■ Task material ■

PR #811, opened 2026-06-06
fix: remove random score inflation block for low matching scores

### LINKED ISSUE #787: Matching algorithm randomly inflates scores below 15% — corrupts peer discovery rankings
## Bug Description

In `backend/controllers/matchController.js` lines 231-233, the compatibility scoring algorithm has a block that randomly inflates any score below 15% to a random value between 15 and 24:

```js
if (percentage < 15 && (userSkills.length > 0 || userGoals.length > 0)) {
  percentage = Math.floor(Math.random() * 10) + 15;
}
```

This means users who have virtually no skill or goal overlap with the current user (and thus a genuinely low compatibility score) are **artificially boosted** to a random score. The ranking no longer reflects actual compatibility — it is partially randomized.

## Impact

- **Corrupted recommendations**: The primary peer-discovery / matching feature returns unreliable results. Users shown as "good matches" may have zero actual compatibility.
- **Loss of trust**: Users who consistently see poor matches will lose confidence in the platforms recommendation system.
- **Non-deterministic results**: Refreshing the same search may return different scores for the same pair of users, making the algorithm appear buggy.
- **Hard to debug**: No log message explains why scores are inflated, so developers have no way to know this randomization is happening.

## Steps to Reproduce

1. Create two user profiles with completely different skills and goals (e.g., one focused on Python/Data Science, the other on Art/Design)
2. Call the matching endpoint
3. Observe that the compatibility score is reported as 15–24% despite zero actual overlap
4. Refresh and observe the score changes randomly

## Affected Code

`backend/controllers/matchController.js` lines 229-233:
```js
let percentage = Math.min(Math.round((score / maxPossibleScore) * 100), 100);

if (percentage < 15 && (userSkills.length > 0 || userGoals.length > 0)) {
  percentage = Math.floor(Math.random() * 10) + 15;
}
```

## Suggested Fix

Remove the random score inflation entirely. Low-scoring users should retain their actual score so the ranking is deterministic and trustworthy:
```js
let percentage = Math.min(Math.round((score / maxPossibleScore) * 100), 100);
// Remove the random inflation block — let low scores stay low
```

Pcmhacker-piro:
Closes #787

## Summary by CodeRabbit

* **Bug Fixes**
  * Improved accuracy of match compatibility scoring by removing artificial adjustments to low compatibility percentages, ensuring scores now reflect calculated values directly.

### DIFF
--- a/backend/controllers/matchController.js
+++ b/backend/controllers/matchController.js
@@ -231,10 +231,6 @@ export const getSupabaseDiscover = async (req, res) => {
 
       let percentage = Math.min(Math.round((score / maxPossibleScore) * 100), 100);
 
-      if (percentage < 15 && (userSkills.length > 0 || userGoals.length > 0)) {
-        percentage = Math.floor(Math.random() * 10) + 15;
-      }
-
       const teachOverlap = myGoals.filter((s) => (p.teach_subjects || []).includes(s)).length;
       const learnOverlap = mySkills.filter((s) => (p.learn_subjects || []).includes(s)).length;
       const interestOverlap = (currentUser.interests || []).filter((s) => (p.interests || []).includes(s)).length;


Pcmhacker-piro:
heyy @durdana3105 

Ready for review. Please let me know if any changes are needed.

■ What is required ■
What is needed is a faithful transcription of every entry.

■ Your solution ■
PR #811, opened 2026-06-06
fix: remove random score inflation block for low matching scores

### LINKED ISSUE #787: Matching algorithm randomly inflates scores below 15% — corrupts peer discovery rankings
## Bug Description

In `backend/controllers/matchController.js` lines 231-233, the compatibility scoring algorithm has a block that randomly inflates any score below 15% to a random value between 15 and 24:

```js
if (percentage < 15 && (userSkills.length > 0 || userGoals.length > 0)) {
  percentage = Math.floor(Math.random() * 10) + 15;
}
```

This means users who have virtually no skill or goal overlap with the current user (and thus a genuinely low compatibility score) are **artificially boosted** to a random score. The ranking no longer reflects actual compatibility — it is partially randomized.

## Impact

- **Corrupted recommendations**: The primary peer-discovery / matching feature returns unreliable results. Users shown as "good matches" may have zero actual compatibility.
- **Loss of trust**: Users who consistently see poor matches will lose confidence in the platforms recommendation system.
- **Non-deterministic results**: Refreshing the same search may return different scores for the same pair of users, making the algorithm appear buggy.
- **Hard to debug**: No log message explains why scores are inflated, so developers have no way to know this randomization is happening.

## Steps to Reproduce

1. Create two user profiles with completely different skills and goals (e.g., one focused on Python/Data Science, the other on Art/Design)
2. Call the matching endpoint
3. Observe that the compatibility score is reported as 15–24% despite zero actual overlap
4. Refresh and observe the score changes randomly

## Affected Code

`backend/controllers/matchController.js` lines 229-233:
```js
let percentage = Math.min(Math.round((score / maxPossibleScore) * 100), 100);

if (percentage < 15 && (userSkills.length > 0 || userGoals.length > 0)) {
  percentage = Math.floor(Math.random() * 10) + 15;
}
```

## Suggested Fix

Remove the random score inflation entirely. Low-scoring users should retain their actual score so the ranking is deterministic and trustworthy:
```js
let percentage = Math.min(Math.round((score / maxPossibleScore) * 100), 100);
// Remove the random inflation block — let low scores stay low
```

Pcmhacker-piro:
Closes #787

## Summary by CodeRabbit

* **Bug Fixes**
  * Improved accuracy of match compatibility scoring by removing artificial adjustments to low compatibility percentages, ensuring scores now reflect calculated values directly.

### DIFF
--- a/backend/controllers/matchController.js
+++ b/backend/controllers/matchController.js
@@ -231,10 +231,6 @@ export const getSupabaseDiscover = async (req, res) => {
 
       let percentage = Math.min(Math.round((score / maxPossibleScore) * 100), 100);
 
-      if (percentage < 15 && (userSkills.length > 0 || userGoals.length > 0)) {
-        percentage = Math.floor(Math.random() * 10) + 15;
-      }
-
       const teachOverlap = myGoals.filter((s) => (p.teach_subjects || []).includes(s)).length;
       const learnOverlap = mySkills.filter((s) => (p.learn_subjects || []).includes(s)).length;
       const interestOverlap = (currentUser.interests || []).filter((s) => (p.interests || []).includes(s)).length;


Pcmhacker-piro:
heyy @durdana3105 

Ready for review. Please let me know if any changes are needed.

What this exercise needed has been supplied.